--- Activity ---
Go through the data below and copy each line that includes "behaviour".

↓↓↓

PR #761, opened 2018-10-03
Add filter for Kotlin "unsafe" cast operator

### LINKED ISSUE #754: Weird coverage behavior with Kotlin .trim()
### Steps to reproduce

JaCoCo version: 0.8.2
Operating system: macOS High Sierra 10.13.6
Tool integration: Gradle

Run JaCoCo using gradle on this Kotlin code:

```kotlin
    fun returnString(): String {
        return "string"
    }

    fun coverage1() {
        returnString().trim()
    }

    fun coverage2() {
        returnString()
    }
```

Here's the code for Kotlin's `trim()` method:
```kotlin
/**
 * Returns a string having leading and trailing whitespace removed.
 */
@kotlin.internal.InlineOnly
public inline fun String.trim(): String = (this as CharSequence).trim().toString()

```

### Expected behaviour
I expect the line to be fully covered when using Kotlin `.trim()`

### Actual behaviour

screen shot 2018-09-07 at 2 34 52 pm

Godin:
Fixes #754

### DIFF
--- a/org.jacoco.core/src/org/jacoco/core/internal/analysis/filter/KotlinUnsafeCastOperatorFilter.java
+++ b/org.jacoco.core/src/org/jacoco/core/internal/analysis/filter/KotlinUnsafeCastOperatorFilter.java
@@ -1,0 +1,71 @@
+/*******************************************************************************
+ * Copyright (c) 2009, 2018 Mountainminds GmbH & Co. KG and Contributors
+ * All rights reserved. This program and the accompanying materials
+ * are made available under the terms of the Eclipse Public License v1.0
+ * which accompanies this distribution, and is available at
+ * http://www.eclipse.org/legal/epl-v10.html
+ *
+ * Contributors:
+ *    Evgeny Mandrikov - initial API and implementation
+ *
+ *******************************************************************************/
+package org.jacoco.core.internal.analysis.filter;
+
+import org.objectweb.asm.Opcodes;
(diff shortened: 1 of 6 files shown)


org.jacoco.core/src/org/jacoco/core/internal/analysis/filter/KotlinUnsafeCastOperatorFilter.java
```diff
@@ -0,0 +1,74 @@
...
+			cursor = start;
+
+			nextIsNew(KOTLIN_TYPE_CAST_EXCEPTION);
+			nextIs(Opcodes.DUP);
+			nextIs(Opcodes.LDC);
+			if (cursor == null) {
+				return;
+			}
+			final LdcInsnNode ldc = (LdcInsnNode) cursor;
+			if (ldc.cst.getClass() != String.class) {
```
marchof: Why not simply using `instanceof` here?

    if (!(ldc.cst instanceof String)) {

Godin: @marchof just because negation of `instanceof` requires parentheses and so looks a bit ugly 😄

marchof: 👍 Good idea to combine both conditions.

↑↑↑

--- Final answer ---
### Expected behaviour
### Actual behaviour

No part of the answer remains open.